- _RECORDS TO USE_:
PR #116, opened 2022-02-21
doc: Improve install from Github release

ialidzhikov:
There should be a reason why we have a version var (unused otherwise).

**Release note**:

```feature user
NONE
```


petersutter (approved):
/lgtm thanks

holgerkoser (approved):
/lgtm

PR #119, opened 2022-02-22
Ambiguous Shoot targeting should return an error

### LINKED ISSUE #117: No error on ambiguous targeting
**What happened**:
When just targeting a garden and a shoot (without specifying the project or the seed) it does not fail with an error if the same shoot name exists in another / multiple projects

When debugging, I could verify that `remainingItemCount` is not set
https://github.com/gardener/gardenctl-v2/blob/master/internal/gardenclient/client.go#L174-L177

**Environment**:

petersutter:
When targeting a shoot without specifying project or seed and there are multiple shoots on the `garden` with the same name an error should be returned.
This was not the case as [`remainingItemCount`](https://github.com/gardener/gardenctl-v2/blob/master/internal/gardenclient/client.go#L174-L177) was not set. From the documentation it says

> 	// [...] If the list request contained label or field selectors, then the number of
> 	// remaining items is unknown and the field will be left unset and omitted during serialization.

in our case the list request contained a field selector, hence `remainingItemCount` is unset.

Instead, we will fetch up to two items in order to figure out if there are multiple search results

Fixes #117 

We could also get rid of the `RemainingItemCount` handling as we anyhow increased the limit to `2`. Please let me know in case I should remove it

**Release note**:

```feature user

```

### DIFF
--- a/internal/gardenclient/client.go
+++ b/internal/gardenclient/client.go
@@ -160,7 +160,7 @@ func (g *clientImpl) GetShoot(ctx context.Context, namespace, name string) (*gar
 }
 
 func (g *clientImpl) FindShoot(ctx context.Context, opts ...client.ListOption) (*gardencorev1beta1.Shoot, error) {
-	opts = append(opts, client.Limit(1))
+	opts = append(opts, client.Limit(2))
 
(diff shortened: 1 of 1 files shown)


holgerkoser (approved):
/lgtm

- _TASK REQUIREMENTS_:
Check each line of the data above for the string "master", and copy the ones that have it.

- _TASK OUTPUT_:
https://github.com/gardener/gardenctl-v2/blob/master/internal/gardenclient/client.go#L174-L177
This was not the case as [`remainingItemCount`](https://github.com/gardener/gardenctl-v2/blob/master/internal/gardenclient/client.go#L174-L177) was not set. From the documentation it says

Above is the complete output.